§ Task prompt:
Which lines of the entries below contain the string "Deleting"? Copy each one.

§ Provided information:

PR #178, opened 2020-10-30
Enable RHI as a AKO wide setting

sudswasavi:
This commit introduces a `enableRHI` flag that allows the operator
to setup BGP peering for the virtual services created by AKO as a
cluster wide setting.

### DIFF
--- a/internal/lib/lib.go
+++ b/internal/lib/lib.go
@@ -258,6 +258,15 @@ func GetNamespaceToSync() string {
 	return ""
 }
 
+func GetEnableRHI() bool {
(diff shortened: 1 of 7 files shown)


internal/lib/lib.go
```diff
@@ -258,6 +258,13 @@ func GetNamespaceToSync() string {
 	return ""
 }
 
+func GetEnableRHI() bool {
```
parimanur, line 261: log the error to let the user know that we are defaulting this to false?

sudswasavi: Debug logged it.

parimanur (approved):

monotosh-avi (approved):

* * *

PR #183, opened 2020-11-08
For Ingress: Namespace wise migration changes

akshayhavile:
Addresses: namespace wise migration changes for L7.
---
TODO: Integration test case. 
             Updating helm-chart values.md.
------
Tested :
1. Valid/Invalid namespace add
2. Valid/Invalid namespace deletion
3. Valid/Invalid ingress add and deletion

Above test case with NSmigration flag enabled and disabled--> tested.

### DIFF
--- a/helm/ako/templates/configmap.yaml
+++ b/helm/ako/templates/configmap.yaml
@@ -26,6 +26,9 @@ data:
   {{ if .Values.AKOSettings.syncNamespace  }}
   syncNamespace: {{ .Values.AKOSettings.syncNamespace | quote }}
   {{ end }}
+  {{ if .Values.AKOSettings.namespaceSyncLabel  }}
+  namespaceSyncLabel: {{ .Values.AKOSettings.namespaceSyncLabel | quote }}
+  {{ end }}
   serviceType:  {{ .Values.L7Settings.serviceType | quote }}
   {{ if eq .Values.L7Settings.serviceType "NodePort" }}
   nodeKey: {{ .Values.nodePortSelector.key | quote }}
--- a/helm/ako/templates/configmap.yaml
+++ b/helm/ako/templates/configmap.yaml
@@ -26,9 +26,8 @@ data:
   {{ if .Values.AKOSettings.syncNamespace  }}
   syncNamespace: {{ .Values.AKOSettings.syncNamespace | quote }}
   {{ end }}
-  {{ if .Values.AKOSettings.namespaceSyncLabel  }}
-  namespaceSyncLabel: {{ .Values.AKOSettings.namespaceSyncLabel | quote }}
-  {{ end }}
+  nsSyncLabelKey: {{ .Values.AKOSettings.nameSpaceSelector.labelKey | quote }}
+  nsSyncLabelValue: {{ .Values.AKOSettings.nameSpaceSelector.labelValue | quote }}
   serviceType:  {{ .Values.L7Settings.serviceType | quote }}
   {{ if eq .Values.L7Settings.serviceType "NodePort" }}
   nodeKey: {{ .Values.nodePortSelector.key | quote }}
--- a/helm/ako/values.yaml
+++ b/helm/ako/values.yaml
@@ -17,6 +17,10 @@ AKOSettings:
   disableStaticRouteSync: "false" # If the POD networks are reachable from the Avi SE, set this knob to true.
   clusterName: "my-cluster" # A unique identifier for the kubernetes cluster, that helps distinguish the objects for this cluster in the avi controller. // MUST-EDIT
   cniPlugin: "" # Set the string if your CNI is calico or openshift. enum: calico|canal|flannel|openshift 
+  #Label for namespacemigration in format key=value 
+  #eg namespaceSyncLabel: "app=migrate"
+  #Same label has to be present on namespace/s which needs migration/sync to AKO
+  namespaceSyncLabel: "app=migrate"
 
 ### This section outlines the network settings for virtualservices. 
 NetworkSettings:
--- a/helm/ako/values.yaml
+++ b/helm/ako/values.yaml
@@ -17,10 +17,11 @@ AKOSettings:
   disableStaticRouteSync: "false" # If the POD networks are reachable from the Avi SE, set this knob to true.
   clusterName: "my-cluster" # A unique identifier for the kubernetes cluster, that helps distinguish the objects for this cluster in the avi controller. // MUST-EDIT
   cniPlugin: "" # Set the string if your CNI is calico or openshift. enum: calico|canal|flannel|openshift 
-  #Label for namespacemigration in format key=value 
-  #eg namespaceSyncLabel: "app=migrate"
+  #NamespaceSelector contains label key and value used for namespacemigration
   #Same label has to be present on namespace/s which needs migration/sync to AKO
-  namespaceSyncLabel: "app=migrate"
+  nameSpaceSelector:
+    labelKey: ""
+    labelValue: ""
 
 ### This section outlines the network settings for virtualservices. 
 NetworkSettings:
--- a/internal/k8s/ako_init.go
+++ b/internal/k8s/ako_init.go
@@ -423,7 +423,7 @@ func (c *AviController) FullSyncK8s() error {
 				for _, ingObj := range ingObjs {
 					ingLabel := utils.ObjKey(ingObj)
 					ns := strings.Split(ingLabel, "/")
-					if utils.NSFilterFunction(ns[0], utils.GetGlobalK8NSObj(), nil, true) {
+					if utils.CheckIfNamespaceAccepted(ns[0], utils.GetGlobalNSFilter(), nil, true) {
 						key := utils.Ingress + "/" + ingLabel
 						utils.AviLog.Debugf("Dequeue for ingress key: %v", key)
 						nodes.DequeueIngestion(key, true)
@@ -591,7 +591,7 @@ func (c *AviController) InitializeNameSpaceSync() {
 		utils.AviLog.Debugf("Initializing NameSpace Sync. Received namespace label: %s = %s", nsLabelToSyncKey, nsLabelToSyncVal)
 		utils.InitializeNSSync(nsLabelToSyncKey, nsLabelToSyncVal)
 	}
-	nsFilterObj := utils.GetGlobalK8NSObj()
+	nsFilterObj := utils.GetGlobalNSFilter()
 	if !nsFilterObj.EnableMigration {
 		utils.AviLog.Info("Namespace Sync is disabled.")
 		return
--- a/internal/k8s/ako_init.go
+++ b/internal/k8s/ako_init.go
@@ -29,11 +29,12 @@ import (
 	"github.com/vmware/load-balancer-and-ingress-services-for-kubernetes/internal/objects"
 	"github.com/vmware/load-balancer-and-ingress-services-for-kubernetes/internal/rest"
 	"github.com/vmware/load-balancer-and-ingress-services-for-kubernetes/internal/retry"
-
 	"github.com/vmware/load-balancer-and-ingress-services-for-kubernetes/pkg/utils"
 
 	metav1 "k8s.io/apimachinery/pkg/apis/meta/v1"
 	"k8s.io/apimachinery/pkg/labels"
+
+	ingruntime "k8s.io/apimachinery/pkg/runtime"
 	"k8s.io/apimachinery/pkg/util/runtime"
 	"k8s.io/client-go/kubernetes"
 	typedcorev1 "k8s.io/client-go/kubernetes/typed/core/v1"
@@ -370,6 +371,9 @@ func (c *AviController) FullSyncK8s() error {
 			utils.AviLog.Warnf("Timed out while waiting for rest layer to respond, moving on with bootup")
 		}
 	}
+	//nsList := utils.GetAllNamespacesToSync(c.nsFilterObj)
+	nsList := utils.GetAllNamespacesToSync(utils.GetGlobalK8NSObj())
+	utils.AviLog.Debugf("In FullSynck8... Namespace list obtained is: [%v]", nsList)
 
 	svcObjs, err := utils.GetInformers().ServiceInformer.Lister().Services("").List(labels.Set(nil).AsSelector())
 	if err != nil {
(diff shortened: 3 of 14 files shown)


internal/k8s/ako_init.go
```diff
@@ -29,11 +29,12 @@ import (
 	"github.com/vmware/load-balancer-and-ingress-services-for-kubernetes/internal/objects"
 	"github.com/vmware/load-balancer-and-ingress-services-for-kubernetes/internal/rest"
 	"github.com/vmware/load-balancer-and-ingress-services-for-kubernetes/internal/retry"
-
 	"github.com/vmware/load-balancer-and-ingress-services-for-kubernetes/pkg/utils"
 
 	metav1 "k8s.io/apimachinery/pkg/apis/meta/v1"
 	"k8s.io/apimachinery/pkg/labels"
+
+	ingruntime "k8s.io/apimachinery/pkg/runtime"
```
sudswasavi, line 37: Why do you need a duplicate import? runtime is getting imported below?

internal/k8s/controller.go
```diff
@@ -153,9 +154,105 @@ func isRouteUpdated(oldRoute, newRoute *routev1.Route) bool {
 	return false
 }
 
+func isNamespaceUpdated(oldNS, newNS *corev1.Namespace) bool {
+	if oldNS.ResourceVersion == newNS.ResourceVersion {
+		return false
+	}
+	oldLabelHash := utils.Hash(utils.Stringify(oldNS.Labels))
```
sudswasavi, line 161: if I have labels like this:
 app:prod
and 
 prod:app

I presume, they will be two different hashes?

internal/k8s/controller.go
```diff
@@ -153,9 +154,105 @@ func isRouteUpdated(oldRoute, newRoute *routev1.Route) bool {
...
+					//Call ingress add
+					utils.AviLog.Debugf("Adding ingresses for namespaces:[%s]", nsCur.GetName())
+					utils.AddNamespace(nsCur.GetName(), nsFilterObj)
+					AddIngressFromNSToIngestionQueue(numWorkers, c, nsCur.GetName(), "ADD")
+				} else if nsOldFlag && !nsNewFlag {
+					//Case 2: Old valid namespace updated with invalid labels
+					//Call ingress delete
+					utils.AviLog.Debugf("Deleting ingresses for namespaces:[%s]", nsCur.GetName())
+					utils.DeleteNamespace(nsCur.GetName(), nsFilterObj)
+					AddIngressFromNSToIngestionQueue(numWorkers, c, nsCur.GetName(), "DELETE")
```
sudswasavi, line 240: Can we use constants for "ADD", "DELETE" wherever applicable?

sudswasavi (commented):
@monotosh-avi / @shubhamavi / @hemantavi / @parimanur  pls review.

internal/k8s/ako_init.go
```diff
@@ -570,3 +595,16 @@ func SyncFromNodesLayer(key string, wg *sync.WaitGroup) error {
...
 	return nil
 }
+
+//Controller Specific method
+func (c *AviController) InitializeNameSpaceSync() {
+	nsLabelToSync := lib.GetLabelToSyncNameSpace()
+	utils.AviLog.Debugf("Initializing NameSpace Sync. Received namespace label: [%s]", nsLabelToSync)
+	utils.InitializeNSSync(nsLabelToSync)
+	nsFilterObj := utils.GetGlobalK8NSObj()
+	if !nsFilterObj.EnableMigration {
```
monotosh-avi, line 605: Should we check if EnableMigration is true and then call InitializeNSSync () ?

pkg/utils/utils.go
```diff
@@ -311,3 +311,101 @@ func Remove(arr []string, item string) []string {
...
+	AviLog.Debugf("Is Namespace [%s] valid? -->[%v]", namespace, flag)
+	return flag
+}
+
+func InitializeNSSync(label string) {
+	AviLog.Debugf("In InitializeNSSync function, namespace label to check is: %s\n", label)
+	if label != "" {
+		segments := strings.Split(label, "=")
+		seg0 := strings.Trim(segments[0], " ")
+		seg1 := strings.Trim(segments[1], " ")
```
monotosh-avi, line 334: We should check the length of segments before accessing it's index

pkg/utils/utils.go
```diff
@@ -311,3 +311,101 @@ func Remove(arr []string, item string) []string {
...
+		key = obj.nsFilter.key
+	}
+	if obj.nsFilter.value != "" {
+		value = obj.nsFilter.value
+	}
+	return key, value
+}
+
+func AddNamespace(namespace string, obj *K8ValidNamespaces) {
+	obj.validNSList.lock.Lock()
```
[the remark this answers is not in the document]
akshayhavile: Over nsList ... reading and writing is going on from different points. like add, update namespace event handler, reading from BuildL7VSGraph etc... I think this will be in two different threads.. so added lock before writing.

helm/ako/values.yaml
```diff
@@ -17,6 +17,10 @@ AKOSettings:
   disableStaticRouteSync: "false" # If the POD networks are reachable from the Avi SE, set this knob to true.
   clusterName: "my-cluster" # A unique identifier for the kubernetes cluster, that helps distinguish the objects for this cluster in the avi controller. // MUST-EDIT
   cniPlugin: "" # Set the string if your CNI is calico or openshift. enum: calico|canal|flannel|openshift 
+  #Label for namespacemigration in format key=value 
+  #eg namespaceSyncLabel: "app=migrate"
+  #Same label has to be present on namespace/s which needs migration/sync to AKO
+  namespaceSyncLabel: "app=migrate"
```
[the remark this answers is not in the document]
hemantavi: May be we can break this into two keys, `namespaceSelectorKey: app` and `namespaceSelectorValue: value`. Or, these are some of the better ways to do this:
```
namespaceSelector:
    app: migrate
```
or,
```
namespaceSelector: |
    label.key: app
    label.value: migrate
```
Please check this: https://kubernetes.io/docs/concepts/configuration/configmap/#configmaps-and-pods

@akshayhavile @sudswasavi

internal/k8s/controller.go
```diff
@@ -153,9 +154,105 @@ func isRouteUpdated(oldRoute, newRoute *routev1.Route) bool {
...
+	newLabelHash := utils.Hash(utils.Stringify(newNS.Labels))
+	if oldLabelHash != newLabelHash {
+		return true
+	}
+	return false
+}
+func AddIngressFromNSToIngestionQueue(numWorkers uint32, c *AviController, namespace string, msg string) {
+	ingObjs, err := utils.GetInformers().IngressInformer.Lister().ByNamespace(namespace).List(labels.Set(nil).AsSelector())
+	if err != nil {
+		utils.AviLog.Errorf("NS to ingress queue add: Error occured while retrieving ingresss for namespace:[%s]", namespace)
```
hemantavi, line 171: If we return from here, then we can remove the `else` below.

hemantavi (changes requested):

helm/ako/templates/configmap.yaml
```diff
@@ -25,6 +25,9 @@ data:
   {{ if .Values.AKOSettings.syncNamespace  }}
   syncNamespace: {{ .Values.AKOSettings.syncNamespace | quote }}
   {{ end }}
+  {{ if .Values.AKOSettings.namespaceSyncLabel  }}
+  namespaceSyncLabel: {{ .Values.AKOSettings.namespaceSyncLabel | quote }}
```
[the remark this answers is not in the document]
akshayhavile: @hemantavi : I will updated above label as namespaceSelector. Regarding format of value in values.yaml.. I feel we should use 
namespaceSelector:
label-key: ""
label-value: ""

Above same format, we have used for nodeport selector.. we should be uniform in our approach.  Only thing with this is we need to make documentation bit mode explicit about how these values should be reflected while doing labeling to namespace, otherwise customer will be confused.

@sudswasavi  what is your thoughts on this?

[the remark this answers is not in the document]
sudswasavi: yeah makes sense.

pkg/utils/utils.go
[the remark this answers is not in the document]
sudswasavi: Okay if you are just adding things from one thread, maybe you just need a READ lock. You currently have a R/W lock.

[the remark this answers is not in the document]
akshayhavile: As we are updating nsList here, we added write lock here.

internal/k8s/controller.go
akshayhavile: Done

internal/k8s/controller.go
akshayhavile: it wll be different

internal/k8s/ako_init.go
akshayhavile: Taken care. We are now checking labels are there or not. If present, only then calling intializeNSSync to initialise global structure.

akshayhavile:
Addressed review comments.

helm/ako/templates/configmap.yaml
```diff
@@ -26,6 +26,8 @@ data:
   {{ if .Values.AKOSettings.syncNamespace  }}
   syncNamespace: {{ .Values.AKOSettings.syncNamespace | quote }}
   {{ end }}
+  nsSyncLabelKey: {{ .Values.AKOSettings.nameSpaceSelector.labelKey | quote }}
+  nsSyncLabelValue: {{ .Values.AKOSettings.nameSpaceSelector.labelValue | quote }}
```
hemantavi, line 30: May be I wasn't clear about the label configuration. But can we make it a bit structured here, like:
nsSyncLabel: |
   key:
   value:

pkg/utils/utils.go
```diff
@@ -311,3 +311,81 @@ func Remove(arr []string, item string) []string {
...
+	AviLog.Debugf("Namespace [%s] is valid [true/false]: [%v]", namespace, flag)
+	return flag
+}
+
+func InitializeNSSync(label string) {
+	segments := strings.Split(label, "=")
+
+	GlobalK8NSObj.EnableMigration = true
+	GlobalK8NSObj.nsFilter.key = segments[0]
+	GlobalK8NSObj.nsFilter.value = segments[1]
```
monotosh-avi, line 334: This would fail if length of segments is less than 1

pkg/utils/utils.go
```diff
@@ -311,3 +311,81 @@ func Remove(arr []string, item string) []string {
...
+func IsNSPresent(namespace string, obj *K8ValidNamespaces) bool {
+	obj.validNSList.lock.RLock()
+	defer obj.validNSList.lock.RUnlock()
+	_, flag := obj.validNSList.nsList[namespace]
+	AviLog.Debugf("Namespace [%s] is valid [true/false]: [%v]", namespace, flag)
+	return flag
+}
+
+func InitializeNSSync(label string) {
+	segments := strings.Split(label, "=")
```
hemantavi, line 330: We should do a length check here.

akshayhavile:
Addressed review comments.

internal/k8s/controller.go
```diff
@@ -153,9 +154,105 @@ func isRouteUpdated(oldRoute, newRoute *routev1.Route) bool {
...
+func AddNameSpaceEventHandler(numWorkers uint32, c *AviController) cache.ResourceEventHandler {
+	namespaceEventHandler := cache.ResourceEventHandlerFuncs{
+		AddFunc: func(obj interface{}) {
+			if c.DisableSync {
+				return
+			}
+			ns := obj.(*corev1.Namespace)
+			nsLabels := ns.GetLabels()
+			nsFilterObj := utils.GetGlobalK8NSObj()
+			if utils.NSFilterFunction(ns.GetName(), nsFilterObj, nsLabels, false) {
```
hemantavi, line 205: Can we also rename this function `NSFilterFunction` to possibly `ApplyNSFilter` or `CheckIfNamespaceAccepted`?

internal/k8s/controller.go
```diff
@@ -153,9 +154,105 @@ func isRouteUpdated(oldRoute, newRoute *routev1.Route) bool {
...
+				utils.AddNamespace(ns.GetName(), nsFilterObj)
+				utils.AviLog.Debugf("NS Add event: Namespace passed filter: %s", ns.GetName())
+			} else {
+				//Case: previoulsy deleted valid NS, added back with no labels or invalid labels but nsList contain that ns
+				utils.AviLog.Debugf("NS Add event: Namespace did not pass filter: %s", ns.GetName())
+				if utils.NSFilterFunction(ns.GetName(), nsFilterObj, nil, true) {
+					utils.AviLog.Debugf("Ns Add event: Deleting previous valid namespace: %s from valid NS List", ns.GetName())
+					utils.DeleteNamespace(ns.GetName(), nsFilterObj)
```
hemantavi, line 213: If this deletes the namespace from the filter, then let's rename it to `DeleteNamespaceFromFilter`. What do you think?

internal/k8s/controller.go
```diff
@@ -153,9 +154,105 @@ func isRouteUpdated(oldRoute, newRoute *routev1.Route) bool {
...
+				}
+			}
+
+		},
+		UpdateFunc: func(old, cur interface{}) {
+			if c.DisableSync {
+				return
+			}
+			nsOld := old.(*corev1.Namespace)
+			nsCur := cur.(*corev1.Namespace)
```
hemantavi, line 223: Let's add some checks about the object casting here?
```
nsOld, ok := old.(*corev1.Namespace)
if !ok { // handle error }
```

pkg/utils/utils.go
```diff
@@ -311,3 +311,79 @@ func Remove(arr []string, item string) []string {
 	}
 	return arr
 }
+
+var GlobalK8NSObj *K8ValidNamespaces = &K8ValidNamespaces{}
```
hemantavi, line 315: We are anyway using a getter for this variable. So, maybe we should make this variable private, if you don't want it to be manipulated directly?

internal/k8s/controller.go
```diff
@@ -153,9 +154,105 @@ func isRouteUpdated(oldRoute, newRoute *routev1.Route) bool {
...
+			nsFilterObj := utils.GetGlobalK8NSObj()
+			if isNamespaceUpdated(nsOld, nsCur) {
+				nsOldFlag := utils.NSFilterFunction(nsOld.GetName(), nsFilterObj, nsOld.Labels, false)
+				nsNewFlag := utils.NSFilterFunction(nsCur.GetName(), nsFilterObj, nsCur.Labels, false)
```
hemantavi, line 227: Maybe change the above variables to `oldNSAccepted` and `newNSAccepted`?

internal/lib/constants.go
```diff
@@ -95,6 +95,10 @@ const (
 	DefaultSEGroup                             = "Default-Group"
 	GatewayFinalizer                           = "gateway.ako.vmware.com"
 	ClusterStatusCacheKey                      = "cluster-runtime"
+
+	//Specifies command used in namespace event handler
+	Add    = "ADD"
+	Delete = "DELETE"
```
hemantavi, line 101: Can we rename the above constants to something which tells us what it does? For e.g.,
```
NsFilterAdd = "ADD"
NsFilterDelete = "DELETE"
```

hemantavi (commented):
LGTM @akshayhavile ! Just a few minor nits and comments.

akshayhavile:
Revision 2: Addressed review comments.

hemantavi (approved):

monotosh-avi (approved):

§ Finished task:
+					utils.AviLog.Debugf("Deleting ingresses for namespaces:[%s]", nsCur.GetName())
+					utils.AviLog.Debugf("Ns Add event: Deleting previous valid namespace: %s from valid NS List", ns.GetName())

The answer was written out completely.